The recurring question I answered during my 9-day trip to the United Arab Emirates was “why am I keen to return to Nigeria”, and the follow-up question in most instances was “you must be making so much money in Nigeria.”
The UAE, in 2022, has a population of 10.08 Million with immigrants constituting around 88.52% of the population (8.92 million immigrants) and the nationals only amount to 11.48% ( 1.16 million Emiratis).
Many Nigerians, young and old, through various social media platforms, have expressed keen interest to ‘japa’, a term that is usually used to mean they want to relocate out of the country. Some of those who want to migrate are either seeking educational or career opportunities. On the other hand, some are just eager to leave the country unsure of what the future holds in the country they’re relocating to.
My interactions with many of the immigrants (mostly Nigerian, Ugandan, Pakistani, and Indians) during my trip indicated that several of them came into the city for greener pasture, but what they met was a contrast to their expectations as the reality was far different than they had imagined, but would rather continue to ‘try their luck’ than return to their country home.
Some left the shores of their countries with no hope of work, arrive in the UAE as tourists, and ‘hustle’ for jobs either through individual search, referrals, or agencies. Some also left their countries because of the perception that ‘it can never be as bad as where I am coming from’.

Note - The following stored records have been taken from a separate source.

Issue #1432, opened 2015-09-23
API V2 Missing endpoints


foxmask:
from http://v2.wallabag.org/api/doc I think an endpoint is missing to get all the items from a given tag eg : 
#### api/tags/Pope.json

Get all entries from a tag. Started here: #1488 

currently (for the tags) we can only do http://v2.wallabag.org/api/tags.json in GET or http://v2.wallabag.org/api/tags/{tag}.json in DELETE 
#### Filter entries by tag

In GET /api/entries.json, we can set a tags array, but WallabagRestController::getEntriesAction() don't manage it. 
#### Filters
- preview picture: In GET /api/entries.json, add a boolean to fetch entries with picture preview only.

One of the concerns for migrants in the UAE is the constant need to renew their visas because the application for a residence permit could be tedious.

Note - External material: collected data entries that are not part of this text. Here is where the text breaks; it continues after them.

PR #1518, opened 2015-11-26
SMTP from environment variables

mathbruyen:
Configuring SMTP parameters required to be written in files which is not convenient when using docker containers as the credentials need to be in the filesystem. Created environment parameters override for those parameters. A new build script created in order to generate those parameters right before launching the application.

This allows to build containers without [specifying credentials in the container itself](https://github.com/mathbruyen/home/blob/424542ae568b8c23af8d9585d4390db421cf9ca3/wallabag/Dockerfile) and [use them in kubernetes](https://github.com/mathbruyen/home/blob/424542ae568b8c23af8d9585d4390db421cf9ca3/wallabag-controller.yaml) (I'm also looking at [this PR on kubernetes](https://github.com/kubernetes/kubernetes/issues/4710) for storing the password in a secret out of source control rather than in the replication controller configuration but this is independent of wallabag).

All the parameters are prefixed with `WALLABAG_`. I can also add others like all database configuration if you like the way to do it.

### DIFF
--- a/composer.json
+++ b/composer.json
@@ -85,6 +85,9 @@
             "Sensio\\Bundle\\DistributionBundle\\Composer\\ScriptHandler::clearCache",
             "Sensio\\Bundle\\DistributionBundle\\Composer\\ScriptHandler::installAssets",
             "Sensio\\Bundle\\DistributionBundle\\Composer\\ScriptHandler::installRequirementsFile"
+        ],
+        "build-parameters": [
+            "Incenteev\\ParameterHandler\\ScriptHandler::buildParameters"
         ]
     },
     "extra": {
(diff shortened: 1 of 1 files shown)


composer.json
```diff
@@ -85,6 +85,9 @@
             "Sensio\\Bundle\\DistributionBundle\\Composer\\ScriptHandler::clearCache",
             "Sensio\\Bundle\\DistributionBundle\\Composer\\ScriptHandler::installAssets",
             "Sensio\\Bundle\\DistributionBundle\\Composer\\ScriptHandler::installRequirementsFile"
+        ],
+        "build-parameters": [
```
j0k3r: Why do you need that? `builParameters` is already called when you perform a `composer install` (or an update)

j0k3r:
I'm not so familiar with `env-map` on `incenteev/composer-parameter-handler` but does it means it overrides the config value _only_ if the global variable exists ?

mathbruyen:
It seems that's what it does. I've never used it before but I did a try without the environment variable set and it either took the default value (in non-interfactive mode) or asks for a value to be given (in interactive mode). The [documentation](https://github.com/Incenteev/ParameterHandler#using-environment-variables-to-set-the-parameters) is not very explicit about that indeed.

composer.json
mathbruyen: I created it for being able to have a hook only generating configuration based on the environment, which I call [before actually starting wallabag](https://github.com/mathbruyen/home/blob/master/wallabag/Dockerfile#L19). I trigger the install fetching dependencies while generating the container but I only _patch_ the configuration from the environment.

That's maybe not the best way to do, I've never used composer before.

j0k3r:
I'll merge your stuff and we'll see in the future if we need to add more configuration.
Thanks for that :rocket:

PR #1529, opened 2015-12-08
changed table name for tagging rule

nicosomb:
ping @K-Phoen


j0k3r:
What was the generated name before that change?

nicosomb:
`wallabag_TaggingRule`

j0k3r:
What is the generated name for the tag user table? Is it `tag_user`? If yes, we should name that table `tagging_rule` instead.

nicosomb:
`wallabag_tag`, `wallabag_entry_tag`, etc.

You're right, I fix it.

PR #1535, opened 2015-12-21
Add popehat.com

juanjobe:


j0k3r:
It seems to work great without that file (at least on wallabag v2). Did you test using wallabag v1 or v2?

juanjobe:
I used wallabag v1

PR #1537, opened 2015-12-23
Updated composer.lock

bdunogier:
> Updates `composer.lock`.

Had to restrict scheb/two-factor-bundle to ~1.4.0 because of a circular service reference.
See https://github.com/scheb/two-factor-bundle/issues/33.

### DIFF
--- a/.travis.yml
+++ b/.travis.yml
@@ -16,7 +16,6 @@ cache:
         - $HOME/.composer/cache
 
 php:
-    - 5.4
     - 5.5
     - 5.6
     - 7.0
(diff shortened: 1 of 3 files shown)


j0k3r:
Oh yes, Rulerz now requires PHP 5.5, could you update Travis & composer.json with that information?

bdunogier:
> Oh yes, Rulerz now requires PHP 5.5, could you update Travis & composer.json with that information?

Sure.

j0k3r:
You forgot to remove PHP 5.4 from .travis.yml file :)

j0k3r:
:+1:

PR #171, opened 2023-10-20
[test] Review use of kts::N and kts::localN.

hvdijk:
# Overview

* C11Atomics.cpp: fix local buffers. We called AddLocalBuffer(kts::N) where kts::N is 256, where we need local_work_size * sizeof(T) which is 64 * 4, which is also 256. This works out but is fragile and breaks if we get larger T, and disregards kts::localN.
* ktst_compiler_barrier.cpp, ktst_regression_02.cpp: add explicit assertions so we fail hard rather than corrupting memory if we change kts::N or kts::localN.
* ktst_regression_01.cpp: change ASSERT_TRUE to ASSERT_EQ to get a better error message if the assertion fails.

# Reason for change

Planned work regarding atomics resulted in test failures due to incorrect use of kts::N. This is split out into a separate MR for easier review.

# Description of change

This change only affects our own tests. Other people see no changes.

N/A

# Checklist

### DIFF
--- a/source/cl/test/UnitCL/source/C11Atomics.cpp
+++ b/source/cl/test/UnitCL/source/C11Atomics.cpp
@@ -55,15 +55,15 @@ class InitTest : public C11AtomicTestBase {
       return input_data[index];
     };
 
-    // Set up the buffers.
+    // Set up the buffers and run the test.
     AddInputBuffer(kts::N, random_reference);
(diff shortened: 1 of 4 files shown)


frasercrmck (approved):
LGTM, thanks. This is definitely an overly fiddly part of UnitCL

PR #172, opened 2023-10-23
[compiler] Implement 64-bit atomics.

hvdijk:
# Overview

This enables 64-bit atomic operations on devices that support it.

# Reason for change

The primary reason for the change was not to get 64-bit atomics working in OpenCL, it was to get it working in SYCL. But DPC++'s SYCL implementation queries the available OpenCL extensions to determine whether to enable 64-bit atomic support.

# Description of change

* The mux device capabilities provide a way to indicate which widths are supported for atomic operations. Currently, atomic operations of 8, 16, or 32 bits are always presumed supported. Atomic operations of 64 bits are presumed supported on targets with 64-bit pointers.
* The OpenCL extensions cl_khr_int64_base_atomics and cl_khr_int64_extended_atomics are implemented on targets that support 64-bit atomic operations. Note that despite the name, in accordance with the OpenCL specification, these extensions also cover atomic operations on type 'double' when that type is supported.

The UnitCL tests are a copy of the 32-bit tests, adapted for 64-bits.

This causes test failures in SYCL-CTS that are unrelated to handling of atomics, because the tests that check atomic operations on pointers were previously skipped, and now fail, but the failure is in passing pointers from host to device, not the atomic operations. These are planned to be addressed in a future change.

# Checklist


modules/mux/targets/riscv/source/device_info.cpp
```diff
@@ -70,6 +70,9 @@ device_info_s::device_info_s()
 
   // Override this default from hal updates
   this->address_capabilities = mux_address_capabilities_bits64;
+  this->atomic_capabilities =
+      mux_atomic_capabilities_8bit | mux_atomic_capabilities_16bit |
+      mux_atomic_capabilities_32bit | mux_atomic_capabilities_64bit;
```
coldav, line 75: I think we only support 64 bit atomics if it's a a 64 bit risc-v? (Technically also if we support atomics)

source/cl/test/UnitCL/include/Common.h
```diff
@@ -311,6 +311,11 @@ bool hasHalfSupport(cl_device_id device);
 /// @return True if the device has double support, false otherwise
 bool hasDoubleSupport(cl_device_id device);
 
+/// @brief Check if the device at index 'device' has double support
```
coldav, line 314:
```suggestion
/// @brief Check if the device at index 'device' has Atomic64 support
```

modules/mux/targets/riscv/source/device_info.cpp
hvdijk: This is an existing problem in `device_info_s` that I just left as is: we also set `integer_capabilities` to include `mux_integer_capabilities_64bit` even on 32-bit RISC-V where it doesn't work. It should be aligned with that, I think: on RISC-V, we can support 64-bit atomics in exactly the same cases that we can 64-bit integers in general.

source/cl/test/UnitCL/include/Common.h
```diff
@@ -311,6 +311,11 @@ bool hasHalfSupport(cl_device_id device);
...
+/// @param[in] device - The index of the device in getDevices()
+/// @return True if the device has double support, false otherwise
```
coldav, line 316:
```suggestion
/// @return True if the device has double support, false otherwise
```
```suggestion
/// @return True if the device has Atomic64 support, false otherwise
```

source/cl/test/UnitCL/include/Common.h
hvdijk: Thanks, will update and go over the other comments too.

modules/mux/targets/host/source/device.cpp
```diff
@@ -360,10 +360,16 @@ device_info_s::device_info_s(host::arch arch, host::os os, bool native,
     case host::arch::ARM:
     case host::arch::X86:
       this->address_capabilities |= mux_address_capabilities_bits32;
+      this->atomic_capabilities |= mux_atomic_capabilities_8bit |
```
coldav, line 363: I can't see this initialized anywhere, but you are using |=

modules/mux/targets/riscv/source/device_info.cpp
coldav: I think atomics is a bit different though, we'd generally expect 64 bit atomics on a 64 bit (address space) risc-v. If you tried this code on a 32 bit version, we'll get additional atomic link issues most likely.

modules/mux/targets/host/source/device.cpp
hvdijk: You're right, this should have been `=`, fixed and likewise for below.

modules/mux/targets/riscv/source/device_info.cpp
hvdijk: Per offline discussion, even though 32-bit RISC-V support is currently broken when it comes to 64-bit types, we do want to support that and this PR should be so that it does not make things worse there. Will update.

modules/compiler/utils/source/replace_atomic_funcs_pass.cpp
```diff
@@ -225,20 +363,21 @@ bool RunOnInstruction(CallInst &call) {
       auto op1 =
           (1 == call.arg_size()) ? builder.getInt32(1) : call.getArgOperand(1);
 
-      if (call.getType()->isFloatTy()) {
-        auto ptr = builder.getInt32Ty()->getPointerTo(
-            op0->getType()->getPointerAddressSpace());
+      if (call.getType()->isFloatingPointTy()) {
+        auto ptr = builder.getIntNTy(call.getType()->getPrimitiveSizeInBits())
```
frasercrmck, line 367: This isn't strictly necessary as we don't support typed pointers, but I don't mind it either way. This is arguably more versatile.

frasercrmck (approved):
LGTM

modules/compiler/utils/source/replace_atomic_funcs_pass.cpp
hvdijk: True, in opaque pointer mode (the only mode still in use) this just creates a bitcast from `ptr` to `ptr` (except in the right address space). We already did so for `float`, this change makes it so that `double` behaves the same as `float`, but we could take this out for both `float` and `double` now that it is no longer needed. We have tickets to remove specific bits of leftover support for older LLVM versions, I'll create a similar ticket to go over the remaining typed pointer support and take it out.

coldav (approved):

Some renew their visas on a three-month basis because you’re expected to be a tourist.
A Nigerian who chose to be anonymous shared that “I have been working here for almost two years, and I have to renew my visa every three months. The company I work for would not help me to get a work permit, it is my responsibility to ensure that I have a valid visa, and I do that every three months and this cost me a lot.”
Tonye Idris (pseudonym) seems to appear that luck has shined upon him as he currently holds a three-year resident permit. He remarked that “to get a work permit here, Na God o”.
Idris explained that the cost of living in the UAE is high and anyone without a valid visa would be not be employed and life would be miserable for such a person, “that is the reason people apply for visa extension every three months if they do not have a work permit.”
However, many Nigerians who are currently in the UAE have expressed optimism that the recent visit of President Muhammadu Buhari to the new UAE president, Sheikh Mohamed bin Zayed Al Nahyan, might build diplomatic ties between both countries and possibly address the current challenges of work permit.
Speaking about the increase in migration over time, Migration Expert, Enitan Ibironke shared that, “migration is your right, however, if you must migrate, do it properly and after weighing all the options.”
I am back in Nigeria, with poor electricity, and some people still think I made the wrong decision to return, I do not blame anyone, but it is not as easy as you think, and as Ibironke mentioned, you can ‘japa’ once you’re sure of your plans and actions.